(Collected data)

┄┄┄┄┄┄┄┄┄┄

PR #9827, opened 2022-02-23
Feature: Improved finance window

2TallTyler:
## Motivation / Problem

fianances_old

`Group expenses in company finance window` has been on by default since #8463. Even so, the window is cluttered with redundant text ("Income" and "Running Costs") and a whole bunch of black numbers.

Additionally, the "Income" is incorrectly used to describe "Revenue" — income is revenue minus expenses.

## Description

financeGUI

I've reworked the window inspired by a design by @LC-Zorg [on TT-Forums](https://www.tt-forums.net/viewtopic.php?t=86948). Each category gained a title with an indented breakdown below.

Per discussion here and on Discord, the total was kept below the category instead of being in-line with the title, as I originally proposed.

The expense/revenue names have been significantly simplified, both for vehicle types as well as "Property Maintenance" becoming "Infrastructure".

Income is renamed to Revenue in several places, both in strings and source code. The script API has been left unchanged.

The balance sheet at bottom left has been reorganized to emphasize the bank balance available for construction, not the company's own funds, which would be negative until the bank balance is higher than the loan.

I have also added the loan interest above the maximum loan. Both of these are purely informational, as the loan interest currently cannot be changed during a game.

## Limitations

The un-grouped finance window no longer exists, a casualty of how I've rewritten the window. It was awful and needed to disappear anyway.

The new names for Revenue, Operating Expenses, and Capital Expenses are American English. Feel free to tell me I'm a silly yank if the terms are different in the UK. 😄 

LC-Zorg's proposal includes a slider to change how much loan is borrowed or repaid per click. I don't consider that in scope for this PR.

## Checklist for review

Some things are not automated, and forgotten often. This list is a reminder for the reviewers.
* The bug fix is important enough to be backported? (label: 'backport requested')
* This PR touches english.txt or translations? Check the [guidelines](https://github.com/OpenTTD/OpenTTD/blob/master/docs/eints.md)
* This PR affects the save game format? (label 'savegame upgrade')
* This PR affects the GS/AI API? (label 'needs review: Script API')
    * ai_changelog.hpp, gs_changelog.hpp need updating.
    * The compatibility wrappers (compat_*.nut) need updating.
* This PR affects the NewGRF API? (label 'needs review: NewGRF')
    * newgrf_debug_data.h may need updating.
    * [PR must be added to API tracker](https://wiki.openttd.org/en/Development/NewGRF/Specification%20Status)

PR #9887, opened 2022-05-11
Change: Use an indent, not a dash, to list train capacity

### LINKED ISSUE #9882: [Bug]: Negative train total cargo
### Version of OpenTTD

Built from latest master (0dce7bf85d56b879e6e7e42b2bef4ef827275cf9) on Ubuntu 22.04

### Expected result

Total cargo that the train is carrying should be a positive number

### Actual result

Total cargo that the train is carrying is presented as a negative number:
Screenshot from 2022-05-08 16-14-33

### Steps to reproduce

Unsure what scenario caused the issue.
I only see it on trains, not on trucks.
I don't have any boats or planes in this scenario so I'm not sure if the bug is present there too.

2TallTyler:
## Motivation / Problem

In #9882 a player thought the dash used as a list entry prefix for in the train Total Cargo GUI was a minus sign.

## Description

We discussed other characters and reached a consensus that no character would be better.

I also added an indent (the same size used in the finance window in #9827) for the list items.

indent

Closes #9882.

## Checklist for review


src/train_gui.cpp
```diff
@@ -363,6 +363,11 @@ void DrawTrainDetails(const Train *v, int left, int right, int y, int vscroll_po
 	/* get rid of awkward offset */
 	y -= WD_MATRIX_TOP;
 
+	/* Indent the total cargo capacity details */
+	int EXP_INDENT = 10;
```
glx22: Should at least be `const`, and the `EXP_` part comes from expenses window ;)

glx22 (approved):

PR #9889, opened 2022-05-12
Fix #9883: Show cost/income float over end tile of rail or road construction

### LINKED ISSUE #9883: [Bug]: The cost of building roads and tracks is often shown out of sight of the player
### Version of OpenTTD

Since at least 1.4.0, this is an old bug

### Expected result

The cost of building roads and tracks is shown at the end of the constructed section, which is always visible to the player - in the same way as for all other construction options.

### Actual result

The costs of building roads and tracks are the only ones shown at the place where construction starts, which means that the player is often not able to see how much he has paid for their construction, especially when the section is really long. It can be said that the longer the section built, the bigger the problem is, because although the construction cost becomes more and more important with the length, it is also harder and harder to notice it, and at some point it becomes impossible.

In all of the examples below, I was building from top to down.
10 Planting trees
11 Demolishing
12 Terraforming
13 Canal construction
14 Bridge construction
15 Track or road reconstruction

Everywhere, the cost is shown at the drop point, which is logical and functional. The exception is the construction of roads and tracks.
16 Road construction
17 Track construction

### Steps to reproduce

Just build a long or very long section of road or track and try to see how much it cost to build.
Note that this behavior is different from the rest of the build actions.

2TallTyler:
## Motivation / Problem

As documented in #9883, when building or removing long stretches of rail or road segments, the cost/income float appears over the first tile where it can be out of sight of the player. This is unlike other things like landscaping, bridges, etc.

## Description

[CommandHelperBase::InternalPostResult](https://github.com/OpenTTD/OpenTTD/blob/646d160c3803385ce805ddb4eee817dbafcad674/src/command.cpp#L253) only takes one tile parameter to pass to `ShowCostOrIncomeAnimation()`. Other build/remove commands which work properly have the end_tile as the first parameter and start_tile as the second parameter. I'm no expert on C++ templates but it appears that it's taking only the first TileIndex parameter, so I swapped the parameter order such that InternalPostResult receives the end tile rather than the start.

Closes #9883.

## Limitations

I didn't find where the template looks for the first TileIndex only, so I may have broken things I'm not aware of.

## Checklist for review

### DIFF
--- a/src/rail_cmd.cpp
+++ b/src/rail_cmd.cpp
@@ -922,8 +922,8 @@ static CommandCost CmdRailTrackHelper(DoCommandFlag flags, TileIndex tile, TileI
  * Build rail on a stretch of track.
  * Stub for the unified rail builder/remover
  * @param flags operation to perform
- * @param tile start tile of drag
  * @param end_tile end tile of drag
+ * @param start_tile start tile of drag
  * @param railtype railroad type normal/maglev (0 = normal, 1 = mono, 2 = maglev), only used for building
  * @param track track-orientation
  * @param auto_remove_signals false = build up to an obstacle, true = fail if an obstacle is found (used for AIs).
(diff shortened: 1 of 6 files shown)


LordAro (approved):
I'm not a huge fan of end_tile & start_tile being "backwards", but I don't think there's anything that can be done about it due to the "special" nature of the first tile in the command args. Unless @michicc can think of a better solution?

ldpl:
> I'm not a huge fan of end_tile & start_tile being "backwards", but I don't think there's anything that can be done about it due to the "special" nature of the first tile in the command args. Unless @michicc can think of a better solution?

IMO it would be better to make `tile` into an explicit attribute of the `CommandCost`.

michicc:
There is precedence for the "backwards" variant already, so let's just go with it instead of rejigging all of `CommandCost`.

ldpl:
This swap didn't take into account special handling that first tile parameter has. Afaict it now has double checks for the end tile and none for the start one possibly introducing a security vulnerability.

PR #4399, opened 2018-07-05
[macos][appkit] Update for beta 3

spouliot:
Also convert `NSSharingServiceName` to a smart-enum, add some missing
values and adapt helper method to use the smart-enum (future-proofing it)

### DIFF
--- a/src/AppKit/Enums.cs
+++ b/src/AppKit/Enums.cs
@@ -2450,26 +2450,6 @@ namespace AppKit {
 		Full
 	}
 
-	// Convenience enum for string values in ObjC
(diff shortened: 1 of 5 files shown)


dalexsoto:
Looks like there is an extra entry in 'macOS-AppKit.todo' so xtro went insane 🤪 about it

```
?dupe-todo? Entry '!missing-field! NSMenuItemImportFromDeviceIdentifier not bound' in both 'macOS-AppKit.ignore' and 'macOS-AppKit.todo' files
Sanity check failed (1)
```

┄┄┄┄┄┄┄┄┄┄

- Exercise prompt:
What is asked for is an exact copy of the lines above from the one containing "used for building" through the one containing "(diff shortened: 1 of 6 files shown)", and only those.

- Completed exercise:
  * @param railtype railroad type normal/maglev (0 = normal, 1 = mono, 2 = maglev), only used for building
  * @param track track-orientation
  * @param auto_remove_signals false = build up to an obstacle, true = fail if an obstacle is found (used for AIs).
(diff shortened: 1 of 6 files shown)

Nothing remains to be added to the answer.